そこまで言って小悪魔が黙る、優しい笑みはそのままで。

 頬に添えていた手を自身の口元に寄せる小悪魔、そっと立てた人差し指にフランドールが目線をとられると今日一番の笑顔を浮かべてみせた。

 

「今まではパチュリー様に言われて仕方なく引き止めていました。でもそのパチュリー様もお出かけされてますし、私には本の整理しか命じていかなかったので他を見逃すこともできちゃうんですよ」

 

 一瞬の間を置いてから、立てていた人差し指を己の唇からフランドールの唇へ、静かに動かし触れさせる。

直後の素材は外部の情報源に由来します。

PR #4684, opened 2016-09-01
4682 hide more than a constant number of columns?

sluhtoja:


sluhtoja:
kick jenkins

scottdraves:
if columns are hidden, then show a popup just over the table (not over the notebook) that says "hiding columns 50 to XXX. View complete list to change?" OK/cancel.  If cancel then just close it, if OK then open the dialog/menu for Showing columns selecting from the list with the search box.

sluhtoja:
kick jenkins

scottdraves:
for style, it should not have a blue bar at top, it should not have the "x" to close, should not have a title, and should be much smaller, no bigger than it needs to be.

for function, when you click OK it should open menu (not just show all the columns).
here's the menu:
screen shot 2016-09-08 at 7 27 46 am

scottdraves:
The dialog looks basically right.  We can fine-tune it later.

But the big problem is that after I dismiss it, the table is not interactive.  I can't click on any cells or column headers or column menus.

scottdraves:
please merge in master, there is a table menu bug fix needed.

PR #4685, opened 2016-09-02
3203 rendering tex errors

sluhtoja:


sluhtoja:
kick jenkins

scottdraves:
OK cool, still need to report errors in TeX cells like this:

 だから内緒なんです、そう言いたい、見せたい素振りと語り口の小悪魔。その発言に向かってフランドールが何かを言おうとするが添えられた指に邪魔をされ思うように発言できなかった‥‥それから数秒後だろうか、緩い動きで小悪魔のが動きフランドールの脇へ、そのまま幼子を立ち上がらせた。

 

「……だから妹様のことはこのまま黙って見送っちゃうつもりです」

 

 穏やかさの後ろに隠した『見て見ぬ振りをするから私のことも見逃せ・早く出ていってくれ』という下種な思いは表さぬまま、小悪魔が同意を求めるように首を傾げてフランドールの動きを待つと、それに呼応するように支えられていた幼子晴れ晴れした顔を持ち上げた。

 

「……もしも怒られちゃったら言ってね」

 

 私が仕返ししてあげるから!

 フランドールの高い声が書庫内に響き渡り、同時に七色の輝きが遠い天井に向かって伸びた。

 

 向かう先は屋敷の外。

 行き先の見当などわからないがそれでも外へ。姉が心に決めた決意など知らぬ妹は、無事に送り出すことに成功した小悪魔の含み笑いを背に受けながら、七色の羽を輝かせて飛び出した。